I think the "my kids come first" saying is the death knell in any second marriage. It sets up a "some are more equal than others" Orwellian mindset that just isn't healthy. No one should come first and as other posters have said, the relationship/love we have for our kids is innate, unconditional and different.
I have a problem with Anna Pasterkak and this article. Firstly (and I'm not judging as I don't know the situation fully) for these 3 daughters, their father was still married to their mum. Whilst that long term relationship may have needed some work, their dad chose to enter into an affair. It doesn't surprise me therefore that the daughters were hostile to the new wife and two of them refused to meet her. The couple also met, got engaged and married very quickly and there seemed little interim for the situation to sink in and settle. The way she describes him talking to his daughters is the way he most likely always talked to his daughters. Why should he change that? My DH calls me 'darling', he also calls his daughters by the same endearment. It's a term of affection. No problem with that. It seems to me that Ms Pasternak wants to be his one and only darling and the problem lies with her and her insecurity. Not him, nor his daughters.
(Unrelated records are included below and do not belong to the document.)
PR #797, opened 2016-07-25
Improve mapwnd supply propagation performance

LGM-Doyle:
tl:dr  This PR changes `MapWnd::InitStarlaneRenderingBuffers()` from a O(N^3) algorithm to a O(N) algorithm.

This PR refactors `MapWnd::InitStarlaneRenderingBuffers()` to improve performance.  

`MapWnd::InitStarlaneRenderingBuffers()` calculates which systems and starlanes to display with wide lines in the map window to to indicate being part of a supply network.

`MapWnd::InitStarlaneRenderingBuffers()` is the principle source of lag in the map window when the supply network of systems is large.  I determined this by profiling with `perf`.  

The problem is obvious when updating the production queue with a large number of systems in any empire's supply network.  freeorion It briefly freezes.

"Large" number of systems is a fuzzy number dependent on each machine.  It might be 100 systems on a slow machine or 500 on a fast one.

**Algorithm Comparison.**

Given N resource systems, M supply network systems and P average starlanes per system.

The old method was roughly:

```
`from N resources systems
   to each of N resource systems
      calculate the shortest path with P average starlanes
      using a breadth first search of M supply network systems.`
```

The old method was O(N^2_M_P).  In the late game P << N and N ~ M, so this reduces to O(N^3).

The new method is roughly:

```
`do a single breadth first search from all N resource systems to any of N
resource systems through M network systems with P average starlanes.`
```

The new method is O((N+M)*P).  The new method handles each system once.  In the late game this reduces to O(N). 

**Performance Testing:**
You can easily verify the performance difference in the algorithms by checking the log for the string `MapWnd::InitStarlaneRenderingBuffers time:`.  The changes are save game compatible, so pick a late game save where the production window is obviously laggy and load the game, record some of the times, compile this PR, reload the game and compare the times.

The more systems in the supply network the bigger the difference in performance.  In the test case I used to develop the PR my improvement was 4400 ms vs 10 ms.  

**Behavioral change:**
  There is one user visible change in the behavior of the algorithms.  The old algorithm only displayed the shortest path between every resource to every other resource.  If two path were the same length it chose the path with the lower numbered system ids.  

The new algorithm shows all redundant supply paths as part of the supply network.

There is debug code in the PR to visualize the change. I removed the testing code in the last commit.  To visualize the change checkout https://github.com/freeorion/freeorion/commit/d09f01088e5822993fe7afe67e371b779010bbec `Clarify comments in MapWnd::InitStarlaneRenderingBuffers.` and load a saved game.  It will display the systems that are added to the rendered supply network with the new algorithm with big orange triangles.  

Note, this does not change how the server handles the supply network, just how it is rendered in `MapWnd`.

@Vezzra I'm assuming that you will ask the perennial question, should this go into 0.4.6?  
- It addresses the regular forum complaint about late game slowness.  
- It does not make any rules changes.  
- It is "tested" code to the extent that any code in freeorion is tested. The aforementioned commit compares the new method directly with the old method.  

I think it should go in.


Vezzra:
> I think it should go in.

@LGM-Doyle, for all the reasons you cited, I agree.

geoffthemedio:
needs rebase

UI/MapWnd.cpp
```diff
@@ -2778,57 +2781,147 @@ void MapWnd::ClearSystemRenderingBuffers() {
...
-                continue;
-            if (!laneIt->second && ( ancestor[newSys] == -1 )) { //is a starlane, and not yet visited newSys //TODO: should allow wormholes here?
-                ancestor[newSys] = sysID;
-                if (newSys==end_sys_it) {
-                    int iSys = newSys;
-                    while ((ancestor[iSys] !=-1)&&( ancestor[iSys] != iSys )) {
-                        path.push_back(iSys);
-                        iSys = ancestor[iSys];
+namespace {
+    // SupplyLaneMap map keyed by system containing all system
```
geoffthemedio: systemS ?

UI/MapWnd.cpp
```diff
@@ -2778,57 +2781,147 @@ void MapWnd::ClearSystemRenderingBuffers() {
...
+        const SupplyLaneMMap& supply_lanes)
+    {
+        good_path.clear();
+
+        // No terminal points, so all paths lead nowhere.
+        if (terminal_points.empty())
+            return;
+
+        boost::unordered_map<int, AncestorInfo> ancestors;
+        std::deque<PrevCurrInfo> tryNext;
```
geoffthemedio: try_next

UI/MapWnd.cpp
```diff
@@ -2778,57 +2781,147 @@ void MapWnd::ClearSystemRenderingBuffers() {
...
+            tryNext.push_back(PrevCurrInfo(*start_it, *start_it, *start_it));
+            ancestors.insert(std::make_pair(*start_it, AncestorInfo(*start_it, *start_it)));
+        }
+
+        // Find all reachable midpoints where paths from two different
+        // terminal points meet.
+        while (!tryNext.empty() ) {
+            const PrevCurrInfo & curr = tryNext.front();
+
+            std::pair<SupplyLaneMMap::const_iterator, SupplyLaneMMap::const_iterator> supplylane_endpoints
```
geoffthemedio: prefer variable name on same line as the value its assigned

```
std::pair<SupplyLaneMMap::const_iterator, SupplyLaneMMap::const_iterator>
    supplylane_endpoints = supply_lanes.equal_range(curr.curr);
```

UI/MapWnd.cpp
```diff
@@ -2778,57 +2781,147 @@ void MapWnd::ClearSystemRenderingBuffers() {
...
+                = supply_lanes.equal_range(curr.curr);
+            for (SupplyLaneMMap::const_iterator sup_it = supplylane_endpoints.first;
+                 sup_it != supplylane_endpoints.second; ++sup_it)
+            {
+                int next = sup_it->second;
+                if (next == curr.prev)
+                    continue;
+                boost::unordered_map<int, AncestorInfo>::iterator ancestor = ancestors.find(next);
```
geoffthemedio, line 2848: Is there a reason to prefer unordered_map vs. std::map given that you're searching in it?

UI/MapWnd.cpp
```diff
@@ -2778,57 +2781,147 @@ void MapWnd::ClearSystemRenderingBuffers() {
...
+                    // Same origin so add to ancestors.
+                    if (ancestor->second.single_origin
+                        && ancestor->second.single_origin == curr.origin) {
+                        ancestor->second.ids.push_back(curr.curr);
                     }
-                    return path;
+
+                    // Different origins so mark both as ends of good paths
+                    else if (ancestor->second.single_origin
+                        && ancestor->second.single_origin != curr.origin) {
```
geoffthemedio: { to next line

UI/MapWnd.cpp
```diff
@@ -2778,57 +2781,147 @@ void MapWnd::ClearSystemRenderingBuffers() {
...
+
+                    // Same origin so add to ancestors.
+                    if (ancestor->second.single_origin
+                        && ancestor->second.single_origin == curr.origin) {
+                        ancestor->second.ids.push_back(curr.curr);
                     }
-                    return path;
+
+                    // Different origins so mark both as ends of good paths
+                    else if (ancestor->second.single_origin
```
geoffthemedio: prefer else if on same line as the } from the preceeding if block

UI/MapWnd.cpp
```diff
@@ -2778,57 +2781,147 @@ void MapWnd::ClearSystemRenderingBuffers() {
...
+                    tryNext.push_back(PrevCurrInfo(curr.curr, next, curr.origin));
+                }
+
+                // Previously visited so modify older ancestor to merge
+                // paths/create end points.
+                else {
+
+                    // Same origin so add to ancestors.
+                    if (ancestor->second.single_origin
+                        && ancestor->second.single_origin == curr.origin) {
```
geoffthemedio: { to newlinea fter multi-line if test

UI/MapWnd.cpp
```diff
@@ -2778,57 +2781,147 @@ void MapWnd::ClearSystemRenderingBuffers() {
...
+
+                    // Different origins so mark both as ends of good paths
+                    else if (ancestor->second.single_origin
+                        && ancestor->second.single_origin != curr.origin) {
+                        // Single origin becomes multi origin and these
+                        // points are marked as midpoints.
+                        ancestor->second.single_origin = boost::none;
+                        reachable_midpoints.push_back(curr.curr);
+                        reachable_midpoints.push_back(next);
+                    }
```
geoffthemedio: same here... make it clear there's an else block by not having space between the end of the if {} and the else

UI/MapWnd.cpp
```diff
@@ -2778,57 +2781,147 @@ void MapWnd::ClearSystemRenderingBuffers() {
...
+        // Queue is exhausted.
+
+        // No terminal point has a path to any other terminal point.
+        if (reachable_midpoints.empty())
+            return;
+
+        // Return all systems on any path back to a terminal point.
+        boost::unordered_set<int> ancestors_on_path;
+        for (std::vector<int>::const_iterator reached_it = reachable_midpoints.begin();
+             reached_it != reachable_midpoints.end(); ++reached_it) {
```
geoffthemedio: { to newline

UI/MapWnd.cpp
```diff
@@ -2778,57 +2781,147 @@ void MapWnd::ClearSystemRenderingBuffers() {
...
+
+            boost::unordered_map<int, AncestorInfo>::const_iterator ancestor_ii_sys;
+            int ii_sys;
+            ancestors_on_path.insert(*reached_it);
+            while (!ancestors_on_path.empty()) {
+                ii_sys = *ancestors_on_path.begin();
+                ancestors_on_path.erase(ancestors_on_path.begin());
+                if ((ancestor_ii_sys = ancestors.find(ii_sys)) != ancestors.end()
+                       && (good_path.count(ancestor_ii_sys->first) == 0 )) {
```
geoffthemedio: ...

geoffthemedio: indenting of && is odd

UI/MapWnd.cpp
```diff
@@ -2879,82 +2974,81 @@ void MapWnd::InitStarlaneRenderingBuffers() {
...
-                }
-                if (placed_pool)
-                    break;
+            // Convert supply starlanes to non-directional.
+            SupplyLaneMMap resource_supply_lanes_undirected;
+            const std::set<std::pair<int, int> > resource_supply_lanes_directed
+                = GetSupplyManager().SupplyStarlaneTraversals(client_empire_id);
+
+            for (std::set<std::pair<int, int> >::const_iterator sp_it = resource_supply_lanes_directed.begin();
+                 sp_it != resource_supply_lanes_directed.end(); ++sp_it) {
```
geoffthemedio: ...

UI/MapWnd.cpp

As for writing a thank you note after visiting, no, not really. Wouldn't she rather feel that his kids visited their "second" home in a state of relaxed, "combined family" atmosphere rather than as an invited "guest"?
My situation is that I met my DH 3 yrs after his ex-wife's affair, which ended their marriage. We went out for 4 years before I moved in and were married a month later. His (now adult) kids felt it was ok for dad to have a GF but NOT to marry her and I've been treated as "the other woman" for such a long time now that I have completely detached from them at times. When they are Ok with me, I am very happy to see them, ask of them, speak to them. When I'm ignored, I treat them with detachment. This may seem cold but we're nearly 9 yrs on now and it is, for me, a survival mechanism. Given my time again, I'm not sure I'd have tried so desperately hard to welcome them and for them to like me. The more I tried, the more they didn't like me. The more their dad loved me, the more they resented me. But that's a whole other subject.
Daily Mail. I so dislike that "news paper".